二次大戰後期,羅斯福與斯大林共同倡導民族自決原則,並使之成為國際法基本原則之一。美蘇這樣做的目的,同樣是為了削弱依靠殖民地稱霸的英法等傳統殖民帝國。羅斯福強調說:“美國和蘇聯不是殖民大國,我們更容易討論這些問題。我想殖民帝國在戰爭結束之後不會存在很長時間。”戴高樂很明白,羅斯福支持世界上的殖民地獨立,而這些新獨立國家一定會依賴美國,受到華盛頓和羅斯福的遙控指揮。
當前,歐美已成親密盟友,自然沒必要借“民族自決”之名同室操戈。但對那些非西方國家,特別是潛在或現實對手,西方卻不斷就其民族問題大做文章,以盡可能地削弱乃至瓦解對手。蘇聯解體很大程度上就是西方蓄意為之的結果。早在20世紀40年代末,喬治•凱南就特別強調蘇聯的民族問題是可資利用的工具,“我們可能期待一個新的俄羅斯,它將不把壓迫的枷鎖強加於具有民族自決的本能和能力的其他民族身上。”
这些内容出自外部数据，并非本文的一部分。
PR #1076, opened 2019-06-03
add a script to update the publication.updated_at column based on the last_contribution_date

peetucket:
fixes data problems created by #1071


peetucket:
Shouldn't be needed anymore, its been a while since we've been creating bad data.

1960年初,美國參議院外交委員會提出要“通過民族主義和人道主義的壓力,來腐蝕共産主義意識形態的好戰的一面”。尼克松、布熱津斯基等美國政要也主張,應廣泛利用和鼓勵蘇聯境內非俄羅斯民族的民族主義情緒,引導這種情緒從要求經濟文化的自主權轉向政治上分享權利,以致獨立的目標發展,並就此提出了“和平演變”的舉措。而蘇聯最終解體,就是從波羅的海三國民族分離運動,並在其他地方産生連鎖效應所致。由此看出,“民族自決”這種有缺陷的理論,通常是已經成為西方國家對付戰略對手的利器。
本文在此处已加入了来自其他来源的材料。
Issue #1081, opened 2019-06-11
Consider other ways of constructing name queries


peetucket:
We have tried to write our queries to be as inclusive as possible for as many users as possible, but the algorithm doesn't always work out.  For example, Dr James Chen has data like this:

Primary identity = James K. Chen
Alternate identity  = J K Chen

We then produce all of the variants of "Last, First", "Last, First, Middle" and "Last, First, Middle Initial" for all of the entered names (just two in his case) and "or" them together.  For him, this looks like:  "Chen,James" OR "Chen,James,K." OR "Chen,James,K" OR "Chen,J" OR "Chen,J,K"  

If we were to skip the "Last, First" variant (i.e. dropping the middle name), this would miss cases were people have entered a middle name in their profile, but then don't publish with it.  

For example, "Jackson, Samuel Paul" may publish under "Jackson, Samuel" … so to get these publications, we would need a variant that doesn't include the middle name or else we'd miss those publications.  

In cases like Professor Chen, since he had to use "J" as his first name in the alternate identity, our algorithm then adds this variant without the middle initial.

One possibility is to *not* add this variant without the middle name for just the alternate identities (but leave it for the primary identity).  This may still present cases where the user is better served by it.

peetucket:
Other ideas: 

* conditionally skip the search that removes middle name / initial when authors have specified the middle initial specifically in their pub import settings.
* adding a flag in the settings in Profiles that the user can check if they want the pub import / harvest to be limited to the specified name and then alter the search criteria to not add/remove variants of the name

peetucket:
Notes from Grace: 

```
WoS does not use commas in the author index and also only uses initials for first and middle name.   Only one citation had his middle initial.   So here’s the format you should use:
 
AU=(McKeown N OR McKeown NW) AND (AD=Stanford Univ OR OG=Stanford University)
```

PR #1082, opened 2019-06-11
do not remove middle name variants from the query when the user has a middle name entered

peetucket:
See #840 for a different approach to query alteration.  They both touch the same code.

Possible option for #1081 	

Rather than blindly remove the middle name variant for all queries, let's only remove if the user really has not entered a middle name.  It should improve results for users with middle names.

Requires some coordination with Profiles team to validate the approach


peetucket:
Not sure this makes sense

第三,在當代,民族自決權是一種“過期作廢”的權利。民族自決權本質上是一種後天賦予的政治權利,因而是一種有嚴格限定條件的權利。在建立主權國家前,任何民族都有民族自決的權利,而在主權國家建立後,國內各個族裔意義上的少數民族等於將自己民族自決權利讓渡給了層次更高的國家主權。這些國內少數民族的集體身份也就由“族裔民族”轉變成“政治民族”,如同中國藏族之從屬於中華民族、美國黑人之從屬於美利堅民族、法國科西嘉人之從屬於法蘭西民族。這時候,他們的少數民族身份只具有種族和文化意義,而不具有政治和法律含義;每個成員的個體身份都是國家公民,他們享有作為國家公民的相應權利,當然也承擔忠於國家的相應義務。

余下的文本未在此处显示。